++++ INFORMATION GIVEN ++++

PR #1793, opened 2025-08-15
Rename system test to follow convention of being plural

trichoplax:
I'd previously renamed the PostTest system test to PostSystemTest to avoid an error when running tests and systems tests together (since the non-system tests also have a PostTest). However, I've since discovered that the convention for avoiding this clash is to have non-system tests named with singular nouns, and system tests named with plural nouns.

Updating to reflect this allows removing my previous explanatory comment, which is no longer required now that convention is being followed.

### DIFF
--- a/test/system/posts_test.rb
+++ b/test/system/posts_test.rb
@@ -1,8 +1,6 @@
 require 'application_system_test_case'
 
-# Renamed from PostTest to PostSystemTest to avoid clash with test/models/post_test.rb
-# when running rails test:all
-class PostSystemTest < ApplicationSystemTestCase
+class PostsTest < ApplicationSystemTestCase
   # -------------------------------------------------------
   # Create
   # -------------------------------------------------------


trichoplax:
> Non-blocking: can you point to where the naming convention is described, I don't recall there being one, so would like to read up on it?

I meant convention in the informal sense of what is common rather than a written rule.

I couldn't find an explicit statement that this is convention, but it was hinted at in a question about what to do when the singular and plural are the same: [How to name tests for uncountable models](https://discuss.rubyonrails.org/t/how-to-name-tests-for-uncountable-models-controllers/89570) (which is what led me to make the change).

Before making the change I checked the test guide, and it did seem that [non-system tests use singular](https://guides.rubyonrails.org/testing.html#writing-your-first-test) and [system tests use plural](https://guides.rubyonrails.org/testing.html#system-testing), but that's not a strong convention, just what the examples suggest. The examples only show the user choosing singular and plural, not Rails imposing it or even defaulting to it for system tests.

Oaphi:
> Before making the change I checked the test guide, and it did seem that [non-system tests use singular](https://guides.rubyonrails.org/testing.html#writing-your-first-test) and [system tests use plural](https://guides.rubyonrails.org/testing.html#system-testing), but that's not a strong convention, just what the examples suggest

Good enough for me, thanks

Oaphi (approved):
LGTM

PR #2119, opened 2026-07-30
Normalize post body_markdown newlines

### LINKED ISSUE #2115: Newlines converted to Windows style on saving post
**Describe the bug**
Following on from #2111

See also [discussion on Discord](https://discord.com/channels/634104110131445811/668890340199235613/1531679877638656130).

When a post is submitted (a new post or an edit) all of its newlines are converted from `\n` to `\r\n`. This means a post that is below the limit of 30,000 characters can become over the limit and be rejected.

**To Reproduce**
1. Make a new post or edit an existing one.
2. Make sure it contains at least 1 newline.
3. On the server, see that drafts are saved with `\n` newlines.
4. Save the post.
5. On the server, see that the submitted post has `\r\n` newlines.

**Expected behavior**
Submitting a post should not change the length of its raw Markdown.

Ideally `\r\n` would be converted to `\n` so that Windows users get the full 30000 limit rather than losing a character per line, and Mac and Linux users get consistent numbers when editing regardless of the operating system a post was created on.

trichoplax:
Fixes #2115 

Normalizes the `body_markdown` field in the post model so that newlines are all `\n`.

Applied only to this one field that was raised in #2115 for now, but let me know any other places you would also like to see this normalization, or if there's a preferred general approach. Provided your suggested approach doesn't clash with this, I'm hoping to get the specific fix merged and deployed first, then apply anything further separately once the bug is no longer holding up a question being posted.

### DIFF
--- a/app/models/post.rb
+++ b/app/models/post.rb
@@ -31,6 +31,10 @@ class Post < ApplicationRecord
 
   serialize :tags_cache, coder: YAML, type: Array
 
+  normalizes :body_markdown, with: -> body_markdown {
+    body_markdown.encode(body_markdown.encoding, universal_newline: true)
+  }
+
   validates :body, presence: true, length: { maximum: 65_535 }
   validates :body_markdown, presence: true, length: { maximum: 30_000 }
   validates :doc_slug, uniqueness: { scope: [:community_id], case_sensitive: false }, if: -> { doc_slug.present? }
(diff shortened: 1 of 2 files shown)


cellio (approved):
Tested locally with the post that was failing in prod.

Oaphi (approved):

++++
++++ INFORMATION GIVEN ++++

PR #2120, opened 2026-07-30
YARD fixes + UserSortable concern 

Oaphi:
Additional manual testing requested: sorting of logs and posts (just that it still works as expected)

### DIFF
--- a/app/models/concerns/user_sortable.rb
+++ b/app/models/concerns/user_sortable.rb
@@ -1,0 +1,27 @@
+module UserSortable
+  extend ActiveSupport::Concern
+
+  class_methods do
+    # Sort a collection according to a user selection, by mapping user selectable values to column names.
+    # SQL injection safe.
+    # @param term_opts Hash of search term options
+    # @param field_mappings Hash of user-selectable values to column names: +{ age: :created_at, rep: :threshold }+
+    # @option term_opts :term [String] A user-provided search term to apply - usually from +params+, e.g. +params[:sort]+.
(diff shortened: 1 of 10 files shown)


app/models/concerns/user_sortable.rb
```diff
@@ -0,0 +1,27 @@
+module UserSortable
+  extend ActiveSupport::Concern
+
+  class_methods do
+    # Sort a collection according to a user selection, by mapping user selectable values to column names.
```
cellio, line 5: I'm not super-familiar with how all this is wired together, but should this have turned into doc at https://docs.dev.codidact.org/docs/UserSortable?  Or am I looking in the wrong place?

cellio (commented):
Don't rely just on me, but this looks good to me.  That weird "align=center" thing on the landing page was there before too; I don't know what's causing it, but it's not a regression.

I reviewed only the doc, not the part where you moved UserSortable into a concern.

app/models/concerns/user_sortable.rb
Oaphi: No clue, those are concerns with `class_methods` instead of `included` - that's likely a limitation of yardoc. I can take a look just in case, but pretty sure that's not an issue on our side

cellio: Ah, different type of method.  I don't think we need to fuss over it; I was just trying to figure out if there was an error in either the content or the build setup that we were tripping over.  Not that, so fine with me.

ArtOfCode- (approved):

++++

**YOUR TASK**.
Output should match, line for line, the stretch of the material above from the line holding "-# Renamed from" through the line holding "I couldn't find".

**FINISHED EXERCISE**.
-# Renamed from PostTest to PostSystemTest to avoid clash with test/models/post_test.rb
-# when running rails test:all
-class PostSystemTest < ApplicationSystemTestCase
+class PostsTest < ApplicationSystemTestCase
   # -------------------------------------------------------
   # Create
   # -------------------------------------------------------


trichoplax:
> Non-blocking: can you point to where the naming convention is described, I don't recall there being one, so would like to read up on it?

I meant convention in the informal sense of what is common rather than a written rule.

I couldn't find an explicit statement that this is convention, but it was hinted at in a question about what to do when the singular and plural are the same: [How to name tests for uncountable models](https://discuss.rubyonrails.org/t/how-to-name-tests-for-uncountable-models-controllers/89570) (which is what led me to make the change).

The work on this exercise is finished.